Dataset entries
PR #3234, opened 2026-07-26
perf(prepush): stop running the backend suite for diffs it cannot judge

Balizero1987:
## Summary
Recovered from an orphaned push (task #53 census — session ended before it could open this PR; landed by content, verified pid exit + `git ls-remote` match). Single commit on top of already-merged main history (this branch's fork point predates #43's allowlist v3 merge, now fetched fresh): tightens `scripts/prepush_classify.py` so the full backend suite no longer runs for diffs the classifier structurally cannot speak to.

Complementary to #43 (already merged, `ALLOWLIST_VERSION = 3`, added `.github/workflows` + `scripts/tests` to the innocent allowlist) rather than redundant with it — verified via `content_on_main()`: real, non-trivial divergence remains after main absorbed #43 (125 insertions / 8 deletions on `scripts/prepush_classify.py` + its test).

## Test plan
- [ ] Confirm the classifier's new judgment boundary doesn't accidentally widen the innocent allowlist past what #43 intended — the two PRs touch the same file and should be read together

🤖 Recovered via orphaned-push census (task #53).

### DIFF
--- a/scripts/prepush_classify.py
+++ b/scripts/prepush_classify.py
@@ -157,7 +157,13 @@ VERDICT_SKIP = "skip-backend"
 # old bare-prefix ALLOWLIST_INNOCENT_PREFIXES into the suffix-scoped
 # ALLOWLIST_PREFIX_SUFFIX_PAIRS mechanism (MUST-FIX: extension-blindness),
 # added `..`-traversal + embedded-newline rejection (HARDENING-2).
-ALLOWLIST_VERSION = 2
+# v3 (2026-07-26): added `.github/workflows/**.{yml,yaml}` and
+# `scripts/tests/**.py` — two directories the backend suite cannot judge. Both
+# are guarded by pre-existing never-innocent entries (`tests.yml` by exact path,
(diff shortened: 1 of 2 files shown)


Balizero1987:
Superseded by main — closing as a duplicate, not abandoning the work.

`origin/main` already carries `ALLOWLIST_VERSION = 3` with both entries this branch adds
(`.github/workflows` → `.yml`, `scripts/tests` → `.py`), landed in parallel as task #43.
Verified by content, not by name:

* **Allowlist**: identical, except this branch also listed `.yaml` under `.github/workflows`.
  Census on the real tree: **78 `.yml`, 0 `.yaml`** — a dead suffix, no coverage lost.
* **Tests**: main has **86**, this branch **78**. Main's 13 extra cases are a strict superset —
  lookalike prefixes, prefix-not-at-path-start, suffix mismatch on `.sh`, `__init__.py`, and the
  only-diff-skips pair. The 5 test names unique here are the same cases under different names.

Merging this would trade coverage away to resolve a conflict. Closing; branch deleted.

What is required = Start with the line above that contains "Complementary to #43" and end with the line that contains "## Test plan". Write out those lines exactly, and only those.

Result of this exercise =
Complementary to #43 (already merged, `ALLOWLIST_VERSION = 3`, added `.github/workflows` + `scripts/tests` to the innocent allowlist) rather than redundant with it — verified via `content_on_main()`: real, non-trivial divergence remains after main absorbed #43 (125 insertions / 8 deletions on `scripts/prepush_classify.py` + its test).

## Test plan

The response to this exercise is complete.